Names
- Full name: Euroa Football Netball Club
- Nickname: Magpies

Club details
- Founded: 1880; 146 years ago
- Competition: Goulburn Valley Football League
- Premierships: (18) 1894, 1899, 1905, 1911, 1913, 1922, 1936, 1937, 1957, 1958, 1963, 1964, 1965, 1967, 1969, 1970, 1971, 1990
- Ground: Memorial Oval

Uniforms
| Home |

Other information
- Official website: Euroa FNC

= Euroa Football Club =

Australian rules football and netball club

The Euroa Football Netball Club, nicknamed the Magpies, is an Australian rules football and netball club sited in the town of Euroa, in the north-east of Victoria.

==History==
The Euroa Football Club was first established in 1880 and initially competed in the Euroa Challenge Cup in 1886 and 1887.

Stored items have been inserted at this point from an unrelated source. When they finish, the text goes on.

PR #3438, opened 2026-06-12
Fix MFA QR code to encode correct HMAC secret (issue #3431) [develop]

### LINKED ISSUE #3431: MFA QR code encodes wrong secret; manual setup key works

delano:
## Summary

Fixes #3431 on `develop` — the develop-targeted twin of #3437 (which targets `main`).

The MFA QR code encoded the wrong secret when HMAC mode was enabled. The backend generates two secrets during setup:
- `otp_raw_secret`: raw key used only for the setup handshake
- `otp_setup`: the HMAC'd key the authenticator app must actually use (and the value the server validates against)

The frontend reconstructed the `otpauth://` URI and encoded `otp_raw_secret` instead of `otp_setup`, so scanned QR codes never matched what the server validates (typing the manual key worked, scanning didn't).

**Fix:** the backend now emits Rodauth's authoritative `otp_provisioning_uri` (built from the correct HMAC'd secret *and* the brand-configured issuer) as `provisioning_uri` in the otp-setup response. The frontend renders that URI directly as a QR code with no client-side reconstruction.

## Scope — fix only

This PR is the **bug fix only** (7 files). The now-redundant `brand_totp_issuer` plumbing — which existed solely to feed the client-side reconstruction this fix removes — is split into the follow-up #3439 so each change stays single-concern. The branding feature is otherwise untouched here: `brand_totp_issuer` is still defined and serialized; the wizard just no longer reads it. **Merge this PR before #3439.**

### Backend (Ruby/Rodauth)
- **apps/web/auth/config/hooks/mfa.rb**: `before_otp_setup_route` hook emits `provisioning_uri` from Rodauth's `otp_provisioning_uri`
- **apps/web/auth/spec/config/features/mfa_provisioning_uri_spec.rb**: route-level regression specs — the provisioning URI embeds the HMAC'd secret (not the raw secret); codes derived from it complete setup; codes derived from `otp_raw_secret` are rejected (the original bug)

### Frontend (TypeScript/Vue)
- **src/shared/composables/helpers/mfaHelpers.ts**: `generateQrCode()` renders the backend's `provisioning_uri` directly; drops `siteName`/`email` reconstruction
- **src/shared/composables/useMfa.ts**: `setupMfa()` no longer needs issuer/email; renders QR from `provisioning_uri` in both standard and HMAC flows
- **src/apps/session/components/OtpSetupWizard.vue**: calls `setupMfa()` with no issuer/email plumbing
- **src/schemas/api/auth/responses/auth.ts**: adds `provisioning_uri` to `otpSetupResponseSchema`
- **src/tests/composables/useMfa.spec.ts**: asserts the QR is rendered from `provisioning_uri`

## Relationship to #3437

Identical fix; the only difference is the wizard — on `develop` it drops the `brand_totp_issuer` read, on `main` (#3437) it drops `site_name`, because the two branches start from different wizard code.

## Test Plan

- Backend `mfa_provisioning_uri_spec.rb`: 3/3 (exercises the real otp-setup route with the production hook).
- Frontend `useMfa.spec.ts`: 33/33; type-check clean; full frontend suite green.

### DIFF
--- a/apps/web/auth/config/hooks/mfa.rb
+++ b/apps/web/auth/config/hooks/mfa.rb
@@ -32,6 +32,36 @@ module Auth::Config::Hooks
       # - Verification attempts (POST with OTP code)
       #
       auth.before_otp_setup_route do
+        # ----------------------------------------------------------------
+        # Emit Rodauth's authoritative TOTP provisioning URI (issue #3431)
+        # ----------------------------------------------------------------
+        #
+        # By the time this hook body runs, Rodauth's json feature has already
+        # executed (via super) its own before_otp_setup_route, which — in the
+        # HMAC JSON flow — generates the setup secret and populates the
+        # response with:
+        #   - otp_setup_param     => otp_user_key (the HMAC'd key the
+        #                            authenticator must actually use)
+        #   - otp_setup_raw_param => the raw key, used ONLY for the setup
+        #                            handshake (NOT a valid TOTP secret)
+        #
+        # The SPA historically reconstructed the otpauth:// URI itself and, on
+        # the HMAC path, encoded the raw key — so scanned codes never matched
+        # what the server validates (otp built from otp_user_key), while the
+        # manually-displayed otp_setup key worked. We instead emit Rodauth's
+        # own otp_provisioning_uri (built from otp_user_key, with the
+        # brand-configured otp_issuer and correct digits/period) as the single
+        # source of truth, so the frontend can render the QR directly without
+        # guessing the secret, issuer, or params.
+        #
+        # Rebuild the tmp OTP key from the raw secret we just handed the client
+        # so otp_provisioning_uri reflects exactly that secret, independent of
+        # any later key regeneration in the route body.
+        if otp_keys_use_hmac? && (raw_secret = json_response[otp_setup_raw_param])
+          otp_tmp_key(raw_secret)
+          json_response[:provisioning_uri] = otp_provisioning_uri
+        end
+
         is_post      = request.post?
         has_otp_code = !param_or_nil(otp_auth_param).to_s.empty?
         has_password = !param_or_nil(password_param).to_s.empty?
--- a/apps/web/auth/spec/config/features/mfa_provisioning_uri_spec.rb
+++ b/apps/web/auth/spec/config/features/mfa_provisioning_uri_spec.rb
@@ -1,0 +1,153 @@
+# apps/web/auth/spec/config/features/mfa_provisioning_uri_spec.rb
+#
+# frozen_string_literal: true
+
+# Regression coverage for issue #3431 — "MFA QR code encodes wrong secret".
+#
+# Root cause
+# ----------
+# With otp_keys_use_hmac? enabled, the secret an authenticator app must use is
+# the HMAC'd key (Rodauth's otp_user_key, surfaced in the JSON otp-setup
+# response as otp_setup), NOT the raw key (otp_raw_secret, which exists only for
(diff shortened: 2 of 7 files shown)


delano:
Thanks for the review. Addressed in the latest push (force-update to `4bf47983`):

- **Silent no-QR when `provisioning_uri` is missing:** `enrichSetupResponse` now fails fast on the HMAC path — it logs, pings Sentry via `captureMessage` when diagnostics is enabled, and returns `null`, so the caller surfaces an error instead of leaving the user on a blank scan step. Added a regression test covering the 422-with-secrets-but-no-`provisioning_uri` (version-skew) path.
- **Top-level `include AuthTestConstants` — leaving as-is.** It's the convention in the sibling auth feature specs (`mfa_spec.rb:16`, `feature_combinations_spec.rb:15`), and the constants are referenced from top-level `let` blocks whose lexical lookup needs them on `Object`'s ancestry. Moving it inside `describe` only here would diverge from those and risk constant-resolution breakage. Happy to do a repo-wide scoped-include pass separately if preferred.

---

In 1900, Euroa hosted a match between Collingwood and the North Eastern Football Association, with Collingwood: 12.15 - 87 d NEFA: 7.4 - 46.

In the interest of football in Euroa in 1909, the Euroa Magpies FC and Euroa FC merged to form one club and entered the North East Football Association. The Euroa Wednesdays FC entered a team in the Euroa (Wednesday) Football Association.

In May 1934, Euroa FC and the Euroa Imperials FC merged to form Euroa United FC and entered one team in the Waranga North East Football Association

In June 1952, 17 year old Euroa footballer, James Arthur Clarke was fatally injured in his first senior match against Seymour at Euroa when his head collided with the knees of a Seymour player.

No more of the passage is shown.